**WORK INSTRUCTION:**
Copy all the records exactly; the complete set is the expected result.

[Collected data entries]
----------------
PR #9859, opened 2017-02-26
Make TestBlockValidity optional in CreateNewBlock

jameshilliard:
This is an alternative to #9858

### DIFF
--- a/src/init.cpp
+++ b/src/init.cpp
@@ -381,6 +381,8 @@ std::string HelpMessage(HelpMessageMode mode)
     strUsage += HelpMessageOpt("-proxyrandomize", strprintf(_("Randomize credentials for every proxy connection. This enables Tor stream isolation (default: %u)"), DEFAULT_PROXYRANDOMIZE));
     strUsage += HelpMessageOpt("-rpcserialversion", strprintf(_("Sets the serialization of raw transaction or block hex returned in non-verbose mode, non-segwit(0) or segwit(1) (default: %d)"), DEFAULT_RPC_SERIALIZE_VERSION));
     strUsage += HelpMessageOpt("-seednode=<ip>", _("Connect to a node to retrieve peer addresses, and disconnect"));
+    if (showDebug)
+        strUsage += HelpMessageOpt("-testcnbvalid=<n>", strprintf(_("Run validity test when generating block template. (default: %d)"), DEFAULT_TEST_CNBVALID));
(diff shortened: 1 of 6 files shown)


src/validation.h
```diff
@@ -131,6 +131,7 @@ static const int64_t MAX_FEE_ESTIMATION_TIP_AGE = 3 * 60 * 60;
 /** Default for -permitbaremultisig */
 static const bool DEFAULT_PERMIT_BAREMULTISIG = true;
 static const bool DEFAULT_CHECKPOINTS_ENABLED = true;
+static const bool DEFAULT_TEST_CNBVALID = false;
```
luke-jr: At the very least, this should default to `true`.

src/init.cpp
```diff
@@ -381,6 +381,8 @@ std::string HelpMessage(HelpMessageMode mode)
     strUsage += HelpMessageOpt("-proxyrandomize", strprintf(_("Randomize credentials for every proxy connection. This enables Tor stream isolation (default: %u)"), DEFAULT_PROXYRANDOMIZE));
     strUsage += HelpMessageOpt("-rpcserialversion", strprintf(_("Sets the serialization of raw transaction or block hex returned in non-verbose mode, non-segwit(0) or segwit(1) (default: %d)"), DEFAULT_RPC_SERIALIZE_VERSION));
     strUsage += HelpMessageOpt("-seednode=<ip>", _("Connect to a node to retrieve peer addresses, and disconnect"));
+    if (showDebug)
```
luke-jr: Needs braces

luke-jr (changes requested):

src/init.cpp
jameshilliard: This is the style used above for single debug config options

src/validation.h
jameshilliard: This seems like it should just be a debug option that's off by default since it's something that should never be needed unless there's an internal bug.

src/test/miner_tests.cpp
```diff
@@ -199,6 +199,7 @@ BOOST_AUTO_TEST_CASE(CreateNewBlock_validity)
 
     LOCK(cs_main);
     fCheckpointsEnabled = false;
+    fRunTestBlockValidity = true;
```
jtimon: Instead of using the global for the tests, true can be passed in the tests directly to CreateNewBlock() as in #9858 . All other calls of CreateNewBlock() can use the global fRunTestBlockValidity

fanquake:
Going to close this for now. Needs a rebase, and hasn't had much discussion. Can be re-opened if/when necessary.

PR #9861, opened 2017-02-26
Trivial: Debug log ambiguity fix for peer addrs

keystrike:
This line can be misinterpreted as loading wallet addresses which is confusing, especially when the wallet is disabled.

### DIFF
--- a/src/net.cpp
+++ b/src/net.cpp
@@ -2210,8 +2210,9 @@ bool CConnman::Start(CScheduler& scheduler, std::string& strNodeError, Options c
     SetBestHeight(connOptions.nBestHeight);
 
     clientInterface = connOptions.uiInterface;
-    if (clientInterface)
-        clientInterface->InitMessage(_("Loading addresses..."));
+    if (clientInterface) {
+        clientInterface->InitMessage(_("Loading P2P addresses..."));
+    }
     // Load addresses from peers.dat
     int64_t nStart = GetTimeMillis();
     {


kallewoof:
I'm unsure why the filename is needed, esp since it is printed in both outcomes later. If it is needed, you would need filename for banlist.dat load as well (line 2228), no?

keystrike:
The filename isn't as important as stating that p2p addresses are being loaded rather than wallet addresses. I added the filename just to be sure it was clear. This line happens shortly after "mapAddressBook.size() = 1" in debug.log, so it isn't obvious what these addresses are -- especially confusing when -disablewallet is set.

It may help if I explain why I noticed this. Previous versions of bitcoin would log setKeyPool.size, mapWallet.size, etc., even when the wallet was disabled, but that has now been fixed. So this line now stands out.

src/net.cpp
```diff
@@ -2211,7 +2211,7 @@ bool CConnman::Start(CScheduler& scheduler, std::string& strNodeError, Options c
 
     clientInterface = connOptions.uiInterface;
     if (clientInterface)
-        clientInterface->InitMessage(_("Loading addresses..."));
+        clientInterface->InitMessage(_("Loading p2p addresses from peers.dat..."));
```
MarcoFalke: No need to mention the file name in a translated message. Also missing curly braces {} according to style guide.

src/net.cpp
```diff
@@ -2210,8 +2210,9 @@ bool CConnman::Start(CScheduler& scheduler, std::string& strNodeError, Options c
     SetBestHeight(connOptions.nBestHeight);
 
     clientInterface = connOptions.uiInterface;
-    if (clientInterface)
-        clientInterface->InitMessage(_("Loading addresses..."));
+    if (clientInterface) {
+        clientInterface->InitMessage(_("Loading p2p addresses..."));
```
laanwj: s/p2p/P2P

MarcoFalke:
After fixing the nit, please squash your commits according to https://github.com/bitcoin/bitcoin/blob/master/CONTRIBUTING.md#squashing-commits

keystrike:
I'm sorry, I made a mistake when trying to squash my commits. Would someone please help?

laanwj:
keystrike: the git 'reflog' has a backup of all your past HEADs, so nothing will be lost, you can restore your old state if you can find it (with `reset --hard <commitid>`) and re-do from there.

Having said that, for small changes the easiest solution is sometimes to start over and just re-do your change and copy the commit message.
----------------
**ANSWER SPACE:**
PR #9859, opened 2017-02-26
Make TestBlockValidity optional in CreateNewBlock

jameshilliard:
This is an alternative to #9858

### DIFF
--- a/src/init.cpp
+++ b/src/init.cpp
@@ -381,6 +381,8 @@ std::string HelpMessage(HelpMessageMode mode)
     strUsage += HelpMessageOpt("-proxyrandomize", strprintf(_("Randomize credentials for every proxy connection. This enables Tor stream isolation (default: %u)"), DEFAULT_PROXYRANDOMIZE));
     strUsage += HelpMessageOpt("-rpcserialversion", strprintf(_("Sets the serialization of raw transaction or block hex returned in non-verbose mode, non-segwit(0) or segwit(1) (default: %d)"), DEFAULT_RPC_SERIALIZE_VERSION));
     strUsage += HelpMessageOpt("-seednode=<ip>", _("Connect to a node to retrieve peer addresses, and disconnect"));
+    if (showDebug)
+        strUsage += HelpMessageOpt("-testcnbvalid=<n>", strprintf(_("Run validity test when generating block template. (default: %d)"), DEFAULT_TEST_CNBVALID));
(diff shortened: 1 of 6 files shown)


src/validation.h
```diff
@@ -131,6 +131,7 @@ static const int64_t MAX_FEE_ESTIMATION_TIP_AGE = 3 * 60 * 60;
 /** Default for -permitbaremultisig */
 static const bool DEFAULT_PERMIT_BAREMULTISIG = true;
 static const bool DEFAULT_CHECKPOINTS_ENABLED = true;
+static const bool DEFAULT_TEST_CNBVALID = false;
```
luke-jr: At the very least, this should default to `true`.

src/init.cpp
```diff
@@ -381,6 +381,8 @@ std::string HelpMessage(HelpMessageMode mode)
     strUsage += HelpMessageOpt("-proxyrandomize", strprintf(_("Randomize credentials for every proxy connection. This enables Tor stream isolation (default: %u)"), DEFAULT_PROXYRANDOMIZE));
     strUsage += HelpMessageOpt("-rpcserialversion", strprintf(_("Sets the serialization of raw transaction or block hex returned in non-verbose mode, non-segwit(0) or segwit(1) (default: %d)"), DEFAULT_RPC_SERIALIZE_VERSION));
     strUsage += HelpMessageOpt("-seednode=<ip>", _("Connect to a node to retrieve peer addresses, and disconnect"));
+    if (showDebug)
```
luke-jr: Needs braces

luke-jr (changes requested):

src/init.cpp
jameshilliard: This is the style used above for single debug config options

src/validation.h
jameshilliard: This seems like it should just be a debug option that's off by default since it's something that should never be needed unless there's an internal bug.

src/test/miner_tests.cpp
```diff
@@ -199,6 +199,7 @@ BOOST_AUTO_TEST_CASE(CreateNewBlock_validity)
 
     LOCK(cs_main);
     fCheckpointsEnabled = false;
+    fRunTestBlockValidity = true;
```
jtimon: Instead of using the global for the tests, true can be passed in the tests directly to CreateNewBlock() as in #9858 . All other calls of CreateNewBlock() can use the global fRunTestBlockValidity

fanquake:
Going to close this for now. Needs a rebase, and hasn't had much discussion. Can be re-opened if/when necessary.

PR #9861, opened 2017-02-26
Trivial: Debug log ambiguity fix for peer addrs

keystrike:
This line can be misinterpreted as loading wallet addresses which is confusing, especially when the wallet is disabled.

### DIFF
--- a/src/net.cpp
+++ b/src/net.cpp
@@ -2210,8 +2210,9 @@ bool CConnman::Start(CScheduler& scheduler, std::string& strNodeError, Options c
     SetBestHeight(connOptions.nBestHeight);
 
     clientInterface = connOptions.uiInterface;
-    if (clientInterface)
-        clientInterface->InitMessage(_("Loading addresses..."));
+    if (clientInterface) {
+        clientInterface->InitMessage(_("Loading P2P addresses..."));
+    }
     // Load addresses from peers.dat
     int64_t nStart = GetTimeMillis();
     {


kallewoof:
I'm unsure why the filename is needed, esp since it is printed in both outcomes later. If it is needed, you would need filename for banlist.dat load as well (line 2228), no?

keystrike:
The filename isn't as important as stating that p2p addresses are being loaded rather than wallet addresses. I added the filename just to be sure it was clear. This line happens shortly after "mapAddressBook.size() = 1" in debug.log, so it isn't obvious what these addresses are -- especially confusing when -disablewallet is set.

It may help if I explain why I noticed this. Previous versions of bitcoin would log setKeyPool.size, mapWallet.size, etc., even when the wallet was disabled, but that has now been fixed. So this line now stands out.

src/net.cpp
```diff
@@ -2211,7 +2211,7 @@ bool CConnman::Start(CScheduler& scheduler, std::string& strNodeError, Options c
 
     clientInterface = connOptions.uiInterface;
     if (clientInterface)
-        clientInterface->InitMessage(_("Loading addresses..."));
+        clientInterface->InitMessage(_("Loading p2p addresses from peers.dat..."));
```
MarcoFalke: No need to mention the file name in a translated message. Also missing curly braces {} according to style guide.

src/net.cpp
```diff
@@ -2210,8 +2210,9 @@ bool CConnman::Start(CScheduler& scheduler, std::string& strNodeError, Options c
     SetBestHeight(connOptions.nBestHeight);
 
     clientInterface = connOptions.uiInterface;
-    if (clientInterface)
-        clientInterface->InitMessage(_("Loading addresses..."));
+    if (clientInterface) {
+        clientInterface->InitMessage(_("Loading p2p addresses..."));
```
laanwj: s/p2p/P2P

MarcoFalke:
After fixing the nit, please squash your commits according to https://github.com/bitcoin/bitcoin/blob/master/CONTRIBUTING.md#squashing-commits

keystrike:
I'm sorry, I made a mistake when trying to squash my commits. Would someone please help?

laanwj:
keystrike: the git 'reflog' has a backup of all your past HEADs, so nothing will be lost, you can restore your old state if you can find it (with `reset --hard <commitid>`) and re-do from there.

Having said that, for small changes the easiest solution is sometimes to start over and just re-do your change and copy the commit message.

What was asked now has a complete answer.